House Minority Leader Jeffries Meets with Israeli Prime Minister Netanyahu
by Andrew Bernard


House Minority Leader Hakeem Jeffries meets with Israeli Prime Minister Benjamin Netanyahu, 24 April, 2023 (Photo: Amos Ben Gershom, GPO)
The leader of the Democrats in the US House of Representatives, Rep. Hakeem Jeffries (D-NY), met with Israeli Prime Minister Benjamin Netanyahu in Jerusalem on Monday as part of a Congressional delegation that will commemorate Israel’s 75th anniversary and participate in the recognition of Yom HaZikaron, Israel’s Memorial Day.

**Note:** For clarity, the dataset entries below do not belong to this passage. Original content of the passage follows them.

PR #844, opened 2024-04-10
Fixes a cryptic error message when query points are out of bounds.

### LINKED ISSUE #843: Cryptic error messages for atm out-of-bounds
As part of the passbands/ndpolator rewrite, the error messages have become more cryptic and less useful.
For example,
`import phoebe`
`b=phoebe.default_binary()`
`b['teff@primary']=50000`
`b.add_dataset('lc',time=0)`
`b.run_compute()`
results in  `ValueError: irradiation resulted in nans for teffs` rather than raising an out-of-bounds error for the primary atmosphere.

Turning off irradiation with `b.run_compute(irrad_method='none')` changes the error message but still not in a useful way. Either raising no error and populating the light curve with NaNs or throwing `ValueError: array must not contain infs or NaNs` if pblum_mode is, e.g., dataset-scaled

aprsa:
Closes #843.

### DIFF
--- a/phoebe/atmospheres/passbands.py
+++ b/phoebe/atmospheres/passbands.py
@@ -1620,7 +1620,9 @@ class Passband:
         """
 
         log10_Inorm = self.ndp[atm].ndpolate(f'inorm@{intens_weighting}', query_pts, extrapolation_method=atm_extrapolation_method)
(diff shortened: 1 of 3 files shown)


kecnry (approved):
works for me!

PR #847, opened 2024-04-17
backwards compatibility tests for phoebe 2.4 -> 2.5

kecnry:
this adds compatibility tests for importing phoebe bundles created in phoebe 2.4.x into phoebe 2.5.


tests/tests/test_backward_compatibility/test_import.py
```diff
@@ -131,7 +164,11 @@ def test_23(verbose=False, plot=False):
         if parse(phoebe.__version__) >= parse("2.3.0") and parse(phoebe.__version__) < parse("2.4.0"):
             _export_23('23_export.phoebe')
             exit()
+        if parse(phoebe.__version__) >= parse("2.4.0") and parse(phoebe.__version__) < parse("2.5.0"):
+            _export_24('24_export.phoebe')
+            exit()
```
aprsa, line 169: do we need all exit()s here?

aprsa (approved):

tests/tests/test_backward_compatibility/test_import.py
kecnry: no, but its convenient to just flip the one switch to call the script to create the bundles and skip the tests themselves 🤷. Alternatively I guess the tests could be in an else

Issue #850, opened 2024-04-20
libphoebe function roche_misaligned_marching_mesh segmentation fault on MacOS


bpablo:
The following code fails on Mac with two different machines but works on windows:

```
import numpy as np
import libphoebe
values = np.array([3.13850013e-18, 9.30808211e-33, 1.00000000e+00])

libphoebe.roche_misaligned_marching_mesh(0.6, 1.0, 0.8140441018004452, values, 6.056472707118865, 0.026244734687742324)
```

horvatm:
Hi Bert,

long time no see. Which phoebe version are you using? Is this a specific Apple architecture, Mx models perhaps? With what errors does it fail? Can you increase verbosity
~~~
libphoebe.setup_verbosity(4)
~~~
and run it again? Can I get an account on such a machine, so that I can see where it fails?

On my Ubuntu 22.04,  Intel i7 machine using current master branch it works without problems.

Cheers, Martin

Raindogjones:
Couldn't reproduce on my mac (2018 Intel running OS X 13.6.6 Ventura).

- [ ]

kecnry:
Neither can I on 12.6.5 Monterey with M1 Max in a conda env compiled with clang 14.0.6

bpablo:
Hey Martin,

I have an M1 Pro chip so arm architecture. I have a student using the same chip that can reproduce. I am running 14.4.1 and Xcode 15, which are new but I updated to see if I could fix the problem. Unsure exactly what I was running before, but there was no change. I tried pip installing locally and with conda as well as source installing locally and with conda, both of which give the same result.  Here is the full code with the verbosity flag:
import numpy as np
import libphoebe
libphoebe.setup_verbosity(4)
values = np.array([3.13850013e-18, 9.30808211e-33, 1.00000000e+00])
 libphoebe.roche_misaligned_marching_mesh(0.6, 1.0, 0.8140441018004452, values, 6.056472707118865, 0.026244734687742324)
roche_misaligned_marching_mesh::START
roche_misaligned_marching_mesh::spin:3.1385001300000000e-18 9.3080821100000003e-33 1.0000000000000000e+00 Omega:6.0564727071188651e+00 q=5.9999999999999998e-01 F=1.0000000000000000e+00 d=8.1404410180044517e-01 delta =2.6244734687742324e-02
 full=1 max_triangles=10000000
[...]

PR #854, opened 2024-04-25
Memory optimization

aprsa:
This PR eliminates duplication in memory consumption between the internal passband structures and ndpolator structures. It also optimizes passband loading/saving. Addresses issue [68](https://github.com/phoebe-project/phoebe-development/issues/68).


Raindogjones:
@aprsa Just tried to reproduce with python3.11 on my intel mac and no problems - suspect this might be related to #850 and specific to M1/ARM64 macs...

Raindogjones:
Paging @bpablo to see if it fails for him on his M1

bpablo:
I can reproduce. There is at least one test that seg faults: dperdt with the following error:
Segmentation fault: 11
/Users/bertpablo/.pyenv/versions/3.11.9/lib/python3.11/multiprocessing/resource_tracker.py:254: UserWarning: resource_tracker: There appear to be 1 leaked semaphore objects to clean up at shutdown
  warnings.warn('resource_tracker: There appear to be %d '

kecnry:
For this PR, I think we can safely ignore the failures as those are being handled in #850 and don't seem to have been made worse here (so let's keep any additional conversation in #850 and review this as-is).

phoebe/atmospheres/passbands.py
```diff
@@ -1631,46 +1363,46 @@ def _log10_Inorm(self, query_pts, atm, intens_weighting='photon', atm_extrapolat
...
-            log10_Inorm_bl = np.empty_like(teffs[nanmask])
-            for si, selem in enumerate(nv):
-                ic = [np.searchsorted(naxes[k], selem[k])-1 for k in range(len(naxes))]
-                seps = (np.abs(ndp.ics[atm]-np.array(ic))).sum(axis=1)
-                corners = np.argwhere(seps == seps.min()).flatten()
+            # log10_Inorm_bl = np.empty_like(teffs[nanmask])
+            # for si, selem in enumerate(nv):
+            #     ic = [np.searchsorted(naxes[k], selem[k])-1 for k in range(len(naxes))]
+            #     seps = (np.abs(ndp.ics[atm]-np.array(ic))).sum(axis=1)
+            #     corners = np.argwhere(seps == seps.min()).flatten()
```
kecnry, line 1373: (and all following sections) can we just delete these instead of commenting them out?  They'll always be in the git history if we need to find them to add them back in?

.gitignore
```diff
@@ -7,7 +7,7 @@
 /phoebe/atmospheres/tables/phoenix*
 /phoebe/atmospheres/tables/tmap*
 /phoebe/atmospheres/tables/tlusty
-/phoebe/atmospheres/tables/phoenix.orig
+/tests/tests/test_passbands/tables
```
kecnry, line 10: nothing seems to be written to this directory by the code, so I'm not sure it makes sense to add to the gitignore

phoebe/atmospheres/passbands.py
```diff
@@ -421,202 +414,45 @@ def save(self, archive, overwrite=True, update_timestamp=True, export_inorm_tabl
...
+                teffs, loggs, abuns, mus = self.ndp[atm].axes + self.ndp[atm].table['imu@photon'][0]
+                data.append(fits.table_to_hdu(Table({'teff': teffs}, meta={'extname': f'{prefix}_TEFFS'})))
+                data.append(fits.table_to_hdu(Table({'logg': loggs}, meta={'extname': f'{prefix}_LOGGS'})))
+                data.append(fits.table_to_hdu(Table({'abun': abuns}, meta={'extname': f'{prefix}_ABUNS'})))
+                data.append(fits.table_to_hdu(Table({'mu': mus}, meta={'extname': f'{prefix}_MUS'})))
+
+                if f'{atm}:ext' in self.content:
+                    ebvs, rvs = self.ndp[atm].table['ext@photon'][0]
+                    data.append(fits.table_to_hdu(Table({'ebv': ebvs}, meta={'extname': f'{prefix}_EBVS'})))
+                    data.append(fits.table_to_hdu(Table({'rv': rvs}, meta={'extname': f'{prefix}_RVS'})))
```
kecnry, line 429: yes!! 👏

phoebe/atmospheres/passbands.py
```diff
@@ -643,6 +479,15 @@ def load(cls, archive, load_content=True, init_extrapolation=True):
...
         logger.debug("loading passband from {}".format(archive))
 
+        atms = {
+            'ck2004': 'CK',
+            'phoenix': 'PH',
+            'tmap_sdO': 'TS',
+            'tmap_DA': 'TA',
+            'tmap_DAO': 'TM',
+            'tmap_DO': 'TO'
+        }
```
kecnry, line 489: this is in multiple places, can we put it somewhere common and import it?

tests/tests/test_passbands/test_passbands.py
```diff
@@ -0,0 +1,42 @@
+import phoebe
+from phoebe import u
+import os
+
+
+path = os.path.dirname(__file__)
+
+
+def test_compute(atm_grids_available=False, atm_path=None, atms=['ck2004', 'phoenix', 'tmap_sdO', 'tmap_DA', 'tmap_DAO', 'tmap_DO']):
```
kecnry, line 9: we could also import `atms` here to ensure any ones added in the future get coverage

tests/tests/test_passbands/test_passbands.py
```diff
@@ -0,0 +1,42 @@
...
+            pb.compute_intensities(atm=atm, path=f'{atm_path}/{atm}', verbose=True)
+            pb.compute_ldcoeffs(ldatm=atm)
+            pb.compute_ldints(ldatm=atm)
+
+    pb.save(os.path.join(path, 'test.fits'))
+
+
+def test_load():
+    pb = phoebe.atmospheres.passbands.Passband.load(os.path.join(path, 'test.fits'))
+    print(pb.content)
```
kecnry, line 33: (or put it behind some verbose flag that is off by default)

```suggestion
```

kecnry (commented):
this will be great to get in - thanks for the cleanup!

phoebe/atmospheres/passbands.py
aprsa: I am tackling this next and it's useful to have it in front of me rather than fishing through git history. I'll remove it in my next (related) PR.

.gitignore
aprsa: that's right, but this is a symbolic link to the (extensive) model atmosphere tables that are needed for the passband test. The logic there is to see whether tables are present and, if so, to run the test, otherwise skip it. Either way, git should not try to index those files, hence the entry in .gitignore.

phoebe/atmospheres/passbands.py
aprsa: yep, done; will be reflected in the next commit.

tests/tests/test_passbands/test_passbands.py
aprsa: changed to assertion to test whether 'blackbody' is in pb.content.

tests/tests/test_passbands/test_passbands.py
```diff
@@ -0,0 +1,43 @@
...
+    pb = phoebe.atmospheres.passbands.Passband.load(os.path.join(path, 'test.fits'))
+    assert 'blackbody:Inorm' in pb.content
+
+    # cleanup
+    os.remove(os.path.join(path, 'test.fits'))
+
+
+if __name__ == '__main__':
+    atm_path = os.path.join(path, 'tables')
+    test_compute(atm_grids_available=True, atm_path=atm_path)
```
kecnry, line 42: Maybe something like this so this doesn't fail on machines that don't have the directory?

```suggestion
    atm_path = os.path.join(path, 'tables')
    test_compute(atm_grids_available=os.path.isdir(atm_path), atm_path=atm_path)
```

PR #856, opened 2024-04-25
TST: segfault on macs

bpablo:
**NOT INTENDED TO MERGE**

This sets up a CI environment to try to reproduce the issues in #850, but disabling other tests so that it runs quicker (and therefore should not be merged).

“Prime Minister Netanyahu thanked US Rep. Jeffries and the members of the delegation for their support for the State of Israel and emphasized the importance of the relationship between Israel and the United States,” the Prime Minister’s office said in a statement. “The Prime Minister also discussed with them the need to prevent Iran from obtaining nuclear weapons, the Abraham Accords and the opportunities for expanding the circle of peace with additional countries.”
Rep. Jeffries did not immediately respond to a request from The Algemeiner for comment.
Joining Rep. Jeffries on the delegation, his first foreign trip as Minority leader, were Representatives Meeks (D-NY), Wasserman Schultz (D-FL), Clarke (D-NY), Plaskett (D-NY), Barragan (D-CA), Gottheimer (D-NJ), Horsford (D-NV), Fletcher (D-TX), Neguse (D-CO), Phillips (D-MN), and Jacobs (D-CA). The group also visited Ghana before arriving in Israel.
Related coverage
The trip follows the revelations first reported by CNN that Rep. Jeffries, who is frequently described as a staunchly pro-Israel Democrat and has received support from AIPAC and other pro-Israel groups, defended his uncle Professor Leonard Jeffries and Nation of Islam leader Louis Farrakhan in a college editorial in 1992. In 1991, Professor Jeffries, then-chair of Black Studies at CUNY, made a series of antisemitic statements in a lecture including that, “everyone knows rich Jews helped finance the slave trade,” and that Hollywood was controlled Jews in partnership with the Mafia to propagate a “a financial system of destruction of black people,” among other comments that resulted in his eventual departure from CUNY.
Rep. Jeffries, who had previously claimed he had only a “vague recollection” of the controversy around his uncle, wrote in the editorial that criticism of his uncle and Farrakhan were the product of “white media” and a “white power structure.”